Still a little confused by your explanation, but I think what you’re trying to figure out is this: given two positions of distance d (representing a radius of a sphere between the two points), with one of them missing a coordinate (y) and the other one being complete, you want to figure out that missing coordinate (y).

If this is the case, you can use geometry for this.

Let’s say the origin position (the vector you know all of the coordinates for) is VectorA, and the radius position is VectorB. VectorA’s coordinates are (a, b, c), and VectorB’s coordinates are (x, y, z), respectively. We will call the radius r.

With all of that information, we can now use the equation for the sphere:

```
(x-a)^2 + (y-b)^2 + (z-c)^2 = r^2
```

Since we know x, a, b, z, c, and r, we can simply solve for y using algebraic rules yielding the equation:

```
y = SQUAREROOTOF(r^2 - (x-a)^2 - (z-c)^2) + b
```

Let’s try an example.

The origin of the first sphere is at (2, 2, 2). The second position is at (2, y, 3). The radius is 2.

If we plug values into the equation:

```
y = SQUAREROOTOF(2^2 - (2-2)^2 - (3-2)^2) + 2
```

This would yield two values of ~ 0.27, and 3.73.

Getting 2 y values makes sense because as seen by your picture in the original post, the line you drew goes through the circle twice, implying two values of y satisfy the equation.

Hopefully I answered your question and this made sense.

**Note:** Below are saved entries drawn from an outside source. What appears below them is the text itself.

Issue #2607, opened 2026-04-12
HTTP/2 stream stalls cause 60s timeouts on sequential Anthropic API calls


MDGrey33:
# Bug Report: HTTP/2 stream stalls cause 60-second timeouts on sequential Anthropic API calls

**Repository:** topoteretes/cognee
**Component:** `cognee/infrastructure/llm/structured_output_framework/litellm_instructor/llm/anthropic/adapter.py`
**Severity:** High — makes `cognee.search()` unreliable; roughly 40% of calls timeout in typical usage

---

## Environment

- cognee: 0.5.7
- anthropic SDK: 0.94.0
- instructor: 1.14.4
- httpx: (default version installed with anthropic SDK)
- macOS Darwin 25.3.0 (Apple Silicon M3 Max)
- Python: 3.12

---

## Reproduction Steps

1. Configure cognee with Anthropic as LLM provider (`LLM_PROVIDER=anthropic`, `LLM_MODEL=claude-haiku-4-5-20251001`)
2. Run cognify on a document set so the graph is populated
3. Execute 5 sequential `cognee.search()` calls with `query_type=GRAPH_COMPLETION`:

```python
import asyncio
import cognee
from cognee.api.v1.search.search import SearchType

async def run_searches():
    queries = [
        "Who is Evika Silina?",
        "What political party does she lead?",
        "What is her role in government?",
        "What are her key policy positions?",
        "Who are her political allies?",
    ]
    for q in queries:
        print(f"Searching: {q}")
        result = await cognee.search(q, query_type=SearchType.GRAPH_COMPLETION)
        print(f"  -> {len(result)} results")

asyncio.run(run_searches())
```

**Expected:** All 5 searches complete in 1–3 seconds each.

**Actual:** Exactly 2 of 5 searches hang for 60.0–60.4 seconds before timing out. The specific queries that fail rotate between runs — it is not always the same 2 queries.

---

## Root Cause

The `AnthropicAdapter` constructor in `adapter.py` calls `anthropic.AsyncAnthropic()` without specifying an `http_client`:

```python
# Current code (simplified)
self.aclient = instructor.from_anthropic(
    anthropic.AsyncAnthropic(api_key=self.api_key)
)
```

[...]

PR #2609, opened 2026-04-12
fix(llm): disable HTTP/2 on Anthropic adapter to prevent stream stalls

Vasilije1990:
## Summary
- Passes `http_client=httpx.AsyncClient(http2=False)` to `AsyncAnthropic()` in the Anthropic adapter constructor
- Fixes HTTP/2 stream multiplexing stalls that cause ~40% of sequential Anthropic API calls to timeout at 60 seconds
- `httpx` is already a transitive dependency of the `anthropic` SDK — no new dependencies

## Root cause
`get_llm_client()` creates a new `AnthropicAdapter` (and thus a new `AsyncAnthropic` + httpx connection pool) on every call. The HTTP/2 multiplexing state left by previous pools interferes with new connections on the same TCP session, causing exactly 2 out of every 5 sequential requests to stall for 60s (the default httpx timeout).

## Test plan
- [ ] Configure `LLM_PROVIDER=anthropic` with a valid API key
- [ ] Run 5 sequential `cognee.search()` calls with `query_type=GRAPH_COMPLETION`
- [ ] Verify all 5 complete in 1–3s each with no 60s timeouts

## Summary by CodeRabbit

* **Bug Fixes**
  * Improved Anthropic LLM adapter HTTP connection handling for enhanced stability and compatibility.

### DIFF
--- a/cognee/infrastructure/llm/structured_output_framework/litellm_instructor/llm/anthropic/adapter.py
+++ b/cognee/infrastructure/llm/structured_output_framework/litellm_instructor/llm/anthropic/adapter.py
@@ -1,6 +1,7 @@
 import logging
 from typing import Any, Dict, Type, Optional
 from pydantic import BaseModel
+import httpx
 import litellm
 import instructor
 import anthropic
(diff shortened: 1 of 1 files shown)


dexters1 (changes requested):
Do we want to disable HTTP2?

https://github.com/topoteretes/cognee/issues/2607

User who raised issue mentioned caching would resolve issue without the need for this change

Also, I may have messed up on the math along the way, so if there are any calculation errors, let me know! The equations should be correct, though.

Also, keep in mind that the radius value MUST be a correct size that will satisfy the x and z coordinates, or else this won’t work. For example, if you have x and z offset values of 200 and 400 respectively, you can’t have a radius value of 1.